Task objective
Only a number is wanted here. Tally the lines of the data that contain "Assert".

*** Available records ***

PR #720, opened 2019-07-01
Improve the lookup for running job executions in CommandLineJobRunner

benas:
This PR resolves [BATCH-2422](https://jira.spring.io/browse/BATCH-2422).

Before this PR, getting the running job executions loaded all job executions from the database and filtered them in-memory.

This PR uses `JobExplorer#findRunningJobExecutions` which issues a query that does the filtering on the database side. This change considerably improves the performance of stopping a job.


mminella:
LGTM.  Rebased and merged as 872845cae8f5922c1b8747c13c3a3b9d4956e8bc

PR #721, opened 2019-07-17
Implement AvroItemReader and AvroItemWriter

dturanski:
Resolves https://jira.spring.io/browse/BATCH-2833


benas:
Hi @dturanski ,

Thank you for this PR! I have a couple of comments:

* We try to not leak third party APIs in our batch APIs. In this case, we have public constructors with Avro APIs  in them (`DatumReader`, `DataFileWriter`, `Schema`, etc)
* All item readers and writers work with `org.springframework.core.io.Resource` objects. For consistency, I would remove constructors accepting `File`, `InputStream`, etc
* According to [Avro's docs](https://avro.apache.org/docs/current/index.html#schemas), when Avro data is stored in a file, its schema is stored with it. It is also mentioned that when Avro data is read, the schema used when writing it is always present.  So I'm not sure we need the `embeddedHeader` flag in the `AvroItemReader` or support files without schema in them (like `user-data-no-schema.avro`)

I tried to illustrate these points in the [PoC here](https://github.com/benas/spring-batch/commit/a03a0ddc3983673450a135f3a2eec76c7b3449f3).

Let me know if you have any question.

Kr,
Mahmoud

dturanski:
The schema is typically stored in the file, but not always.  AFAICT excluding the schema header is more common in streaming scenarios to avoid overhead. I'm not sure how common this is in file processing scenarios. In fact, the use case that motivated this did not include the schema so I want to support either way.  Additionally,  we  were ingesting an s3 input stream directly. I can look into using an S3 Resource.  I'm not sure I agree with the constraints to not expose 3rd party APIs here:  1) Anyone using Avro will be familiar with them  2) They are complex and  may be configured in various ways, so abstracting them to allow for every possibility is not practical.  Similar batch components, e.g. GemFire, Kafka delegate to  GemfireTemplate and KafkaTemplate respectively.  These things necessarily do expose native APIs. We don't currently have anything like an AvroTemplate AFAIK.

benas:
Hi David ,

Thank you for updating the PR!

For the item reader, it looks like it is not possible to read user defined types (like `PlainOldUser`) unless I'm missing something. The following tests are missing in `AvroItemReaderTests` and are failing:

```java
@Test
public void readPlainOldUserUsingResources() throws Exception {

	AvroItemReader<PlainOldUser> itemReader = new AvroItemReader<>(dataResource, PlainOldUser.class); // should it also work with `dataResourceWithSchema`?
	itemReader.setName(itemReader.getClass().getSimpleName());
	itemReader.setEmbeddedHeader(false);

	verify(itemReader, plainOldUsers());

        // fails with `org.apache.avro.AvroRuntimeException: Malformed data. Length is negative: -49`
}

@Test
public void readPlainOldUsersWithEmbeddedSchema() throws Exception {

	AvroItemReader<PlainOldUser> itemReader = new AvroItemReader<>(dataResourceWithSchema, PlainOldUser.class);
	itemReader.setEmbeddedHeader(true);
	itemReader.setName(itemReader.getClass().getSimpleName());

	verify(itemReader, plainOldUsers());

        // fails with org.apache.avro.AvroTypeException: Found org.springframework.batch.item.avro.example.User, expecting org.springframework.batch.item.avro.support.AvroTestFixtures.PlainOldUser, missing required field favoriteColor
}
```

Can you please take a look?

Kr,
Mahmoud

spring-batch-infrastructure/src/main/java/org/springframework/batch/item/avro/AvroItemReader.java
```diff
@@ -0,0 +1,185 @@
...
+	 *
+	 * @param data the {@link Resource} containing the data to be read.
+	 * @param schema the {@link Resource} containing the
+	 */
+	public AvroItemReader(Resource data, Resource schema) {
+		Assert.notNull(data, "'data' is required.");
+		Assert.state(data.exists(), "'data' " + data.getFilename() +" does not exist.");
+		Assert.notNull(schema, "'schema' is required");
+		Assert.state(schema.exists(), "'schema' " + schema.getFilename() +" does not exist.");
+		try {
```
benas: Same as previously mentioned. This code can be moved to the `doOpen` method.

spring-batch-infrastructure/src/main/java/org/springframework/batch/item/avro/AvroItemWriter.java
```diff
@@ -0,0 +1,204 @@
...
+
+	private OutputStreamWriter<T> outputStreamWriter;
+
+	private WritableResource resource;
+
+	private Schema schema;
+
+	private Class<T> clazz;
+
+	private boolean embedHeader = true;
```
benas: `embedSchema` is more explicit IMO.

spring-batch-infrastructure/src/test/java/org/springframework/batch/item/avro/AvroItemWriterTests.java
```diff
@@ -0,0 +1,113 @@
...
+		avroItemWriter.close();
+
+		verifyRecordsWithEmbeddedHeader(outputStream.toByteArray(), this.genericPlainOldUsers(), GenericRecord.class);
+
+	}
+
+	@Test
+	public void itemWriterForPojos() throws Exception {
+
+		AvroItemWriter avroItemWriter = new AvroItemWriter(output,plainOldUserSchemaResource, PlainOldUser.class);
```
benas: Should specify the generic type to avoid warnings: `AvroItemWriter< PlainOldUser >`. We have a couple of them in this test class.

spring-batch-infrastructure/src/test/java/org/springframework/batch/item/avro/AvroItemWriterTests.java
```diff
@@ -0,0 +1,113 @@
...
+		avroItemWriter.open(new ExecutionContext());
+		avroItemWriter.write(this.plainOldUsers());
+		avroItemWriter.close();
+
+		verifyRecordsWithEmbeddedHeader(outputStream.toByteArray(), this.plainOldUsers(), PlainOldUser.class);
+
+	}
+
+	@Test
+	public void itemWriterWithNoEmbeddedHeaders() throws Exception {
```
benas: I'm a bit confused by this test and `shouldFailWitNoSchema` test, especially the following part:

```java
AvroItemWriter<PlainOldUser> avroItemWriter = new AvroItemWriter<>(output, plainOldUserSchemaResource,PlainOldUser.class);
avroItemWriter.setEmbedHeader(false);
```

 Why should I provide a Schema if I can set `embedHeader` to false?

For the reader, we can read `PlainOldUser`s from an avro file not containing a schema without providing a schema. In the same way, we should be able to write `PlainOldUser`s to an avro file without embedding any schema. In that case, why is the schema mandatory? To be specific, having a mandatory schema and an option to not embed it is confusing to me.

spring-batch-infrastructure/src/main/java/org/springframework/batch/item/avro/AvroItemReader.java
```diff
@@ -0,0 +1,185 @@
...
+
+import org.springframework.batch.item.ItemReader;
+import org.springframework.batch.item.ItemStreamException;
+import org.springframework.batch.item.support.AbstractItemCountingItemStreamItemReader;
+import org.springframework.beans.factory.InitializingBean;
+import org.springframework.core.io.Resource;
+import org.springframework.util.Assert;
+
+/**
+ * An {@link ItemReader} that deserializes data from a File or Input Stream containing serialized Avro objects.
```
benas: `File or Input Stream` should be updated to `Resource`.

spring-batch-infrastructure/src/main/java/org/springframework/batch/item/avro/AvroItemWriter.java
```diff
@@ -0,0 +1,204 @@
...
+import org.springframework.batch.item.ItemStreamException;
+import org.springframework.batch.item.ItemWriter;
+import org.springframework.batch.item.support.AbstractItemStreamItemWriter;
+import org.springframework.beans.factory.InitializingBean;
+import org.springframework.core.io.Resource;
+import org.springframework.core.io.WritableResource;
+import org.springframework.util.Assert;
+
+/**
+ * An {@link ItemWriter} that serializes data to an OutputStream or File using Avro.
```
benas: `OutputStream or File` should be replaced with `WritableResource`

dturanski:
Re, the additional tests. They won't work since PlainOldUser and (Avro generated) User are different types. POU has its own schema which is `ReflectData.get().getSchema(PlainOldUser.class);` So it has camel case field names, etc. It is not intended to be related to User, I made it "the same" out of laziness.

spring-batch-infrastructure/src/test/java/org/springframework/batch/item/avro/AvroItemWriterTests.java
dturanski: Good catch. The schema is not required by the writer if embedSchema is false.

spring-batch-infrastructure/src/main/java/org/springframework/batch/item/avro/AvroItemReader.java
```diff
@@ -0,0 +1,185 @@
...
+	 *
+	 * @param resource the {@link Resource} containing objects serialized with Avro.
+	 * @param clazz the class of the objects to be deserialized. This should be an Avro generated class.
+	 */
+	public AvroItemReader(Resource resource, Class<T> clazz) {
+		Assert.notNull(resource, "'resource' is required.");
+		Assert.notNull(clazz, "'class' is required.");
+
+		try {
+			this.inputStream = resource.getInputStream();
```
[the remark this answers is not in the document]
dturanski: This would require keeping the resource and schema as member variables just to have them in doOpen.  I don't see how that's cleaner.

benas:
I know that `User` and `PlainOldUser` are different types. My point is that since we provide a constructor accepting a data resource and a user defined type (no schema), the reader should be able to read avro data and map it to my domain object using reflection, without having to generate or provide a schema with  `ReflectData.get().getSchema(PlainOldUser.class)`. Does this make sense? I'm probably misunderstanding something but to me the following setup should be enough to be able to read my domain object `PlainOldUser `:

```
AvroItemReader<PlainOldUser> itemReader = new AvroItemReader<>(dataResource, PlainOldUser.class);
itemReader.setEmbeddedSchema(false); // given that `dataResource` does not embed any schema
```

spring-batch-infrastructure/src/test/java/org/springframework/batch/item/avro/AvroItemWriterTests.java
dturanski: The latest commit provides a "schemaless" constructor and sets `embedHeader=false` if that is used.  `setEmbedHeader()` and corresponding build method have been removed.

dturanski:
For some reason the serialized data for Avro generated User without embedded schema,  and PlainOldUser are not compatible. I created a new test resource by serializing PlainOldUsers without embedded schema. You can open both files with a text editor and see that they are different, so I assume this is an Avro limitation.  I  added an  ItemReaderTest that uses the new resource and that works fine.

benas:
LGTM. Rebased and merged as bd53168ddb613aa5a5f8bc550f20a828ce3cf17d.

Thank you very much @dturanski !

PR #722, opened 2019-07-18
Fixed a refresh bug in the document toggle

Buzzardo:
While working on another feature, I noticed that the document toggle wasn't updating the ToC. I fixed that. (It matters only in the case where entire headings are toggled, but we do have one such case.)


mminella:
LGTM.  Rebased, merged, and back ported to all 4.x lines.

*** End of Available records ***

Written response
8